Items from a dataset:
════
PR #2821, opened 2021-02-28
Remove code that can now be default

jackgerrits:
When defaulting move constructors the noexcept must be omitted and it is up to the to compiler to add it if it can. https://akrzemi1.wordpress.com/2015/09/11/declaring-the-move-constructor/


vowpalwabbit/feature_group.cc
```diff
@@ -17,57 +17,37 @@ struct feature_slice  // a helper struct for functions using the set {v,i,space_
...
-  v._end = nullptr;
-  v.end_array = nullptr;
-  auto& i = other.indicies;
-  i._begin = nullptr;
-  i._end = nullptr;
-  i.end_array = nullptr;
-  other.sum_feat_sq = 0;
-  return *this;
-}
+// features::features()
```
════
§ HOW TO COMPLETE THIS TASK
Return each line from the records that includes the word "nullptr".

§ TASK RESPONSE
-  v._end = nullptr;
-  v.end_array = nullptr;
-  i._begin = nullptr;
-  i._end = nullptr;
-  i.end_array = nullptr;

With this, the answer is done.